Domain → "MX Record"
Domain → "DNS A Record"
While beyond basic OSINT, Maltego allows custom transform development:
Custom Transform Input: Email Address
Query Custom API/Database
Return: Associated Organizations
This requires scripting knowledge but extends Maltego’s capabilities to proprietary data sources.
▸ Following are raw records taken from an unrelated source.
Issue #2047, opened 2022-12-30
Thermostate Danfoss Ally Quirk - Integrate new model eTRV0103


michib-xx:
https://github.com/zigpy/zha-device-handlers/blob/23a166902e50d5c32019e0d4d32a968715041bb6/zhaquirks/danfoss/thermostat.py#L114

Hello,

I just installed my new Danfoss Ally, which is has this signature:
```
{
  "node_descriptor": "NodeDescriptor(logical_type=<LogicalType.EndDevice: 2>, complex_descriptor_available=0, user_descriptor_available=0, reserved=0, aps_flags=0, frequency_band=<FrequencyBand.Freq2400MHz: 8>, mac_capability_flags=<MACCapabilityFlags.AllocateAddress: 128>, manufacturer_code=4678, maximum_buffer_size=82, maximum_incoming_transfer_size=82, server_mask=11264, maximum_outgoing_transfer_size=82, descriptor_capability_field=<DescriptorCapability.NONE: 0>, *allocate_address=True, *is_alternate_pan_coordinator=False, *is_coordinator=False, *is_end_device=True, *is_full_function_device=False, *is_mains_powered=False, *is_receiver_on_when_idle=False, *is_router=False, *is_security_capable=False)",
  "endpoints": {
    "1": {
      "profile_id": 260,
      "device_type": "0x0301",
      "in_clusters": [
        "0x0000",
        "0x0001",
        "0x0003",
        "0x000a",
        "0x0020",
        "0x0201",
        "0x0204",
        "0x0b05"
      ],
      "out_clusters": [
        "0x0000",
        "0x0019"
      ]
    }
  },
  "manufacturer": "Danfoss",
  "model": "eTRV0103",
  "class": "danfoss.thermostat.DanfossThermostat"
}
```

Graph Analysis and Interpretation
Reading Your Visualization
Maltego displays connections as a graph where:
- Nodes represent entities
- Edges represent relationships
- Colors indicate entity type
- Size (in some views) indicates relevance
Finding Patterns
Look for:
- Hub entities — Highly connected points suggesting central figures
- Isolated clusters — Separate groups with few connections to others
- Unexpected links — Surprising relationships indicating shared infrastructure or operations
Practical Investigation Examples
Example 1: Company Domain Reconnaissance
Target: acmecorp.com
↓ Domain Transforms
- IP: 203.0.113.50
- Nameservers: ns1.hostingprovider.com
- Registrant: John Doe
↓ Further Investigation
- John Doe's Email: john@acmecorp.com
- Associated Domains: acmecorp-backup.com, acmecorp-staging.com
- IP Whois: DigitalOcean, reveals other customer domains
Example 2: Person Investigation
Target: alice@company.com
↓ Email Transforms
- linkedin.com/in/alice-smith
- twitter.com/alicesmith
- github.com/alicesmith
↓ Further Research
- Company: TechStartup Inc
- Other emails: alice.smith@techstartup.com
- Associated websites: techstartup.com
Best Practices for OSINT Investigations
Document Everything
Use the “Report” feature to export your findings:
- Take screenshots of final graphs
- Document timestamps
- Note all sources
- Include methodology
Cross-reference Maltego findings with:
- Original source websites
- Multiple transforms (don’t rely on single result)
- External OSINT tools
- Official company information
Stay Legal and Ethical
- Only investigate targets you have authorization for
- Don’t attempt to verify findings with direct access
- Respect privacy laws (GDPR, CCPA)
- Document authorization and scope
Troubleshooting Common Issues
- Verify internet connectivity
- Check API credentials for third-party transforms
- Ensure you’re using supported entity types
- Restart Maltego if transforms continue failing
Limited Results
- Run multiple transform types on same entity
- Expand investigation with secondary entities
- Use transform sets designed for your target type
- Check if public sources have sufficient data
Conclusion
Maltego transforms OSINT from tedious manual research into structured, visual investigation. By mastering entity types, transforms, and graph analysis, you can quickly map intelligence landscapes, identify relationships, and support comprehensive security investigations. Start with simple domain reconnaissance, progress to multi-entity investigations, and build expertise in revealing hidden connections within public data.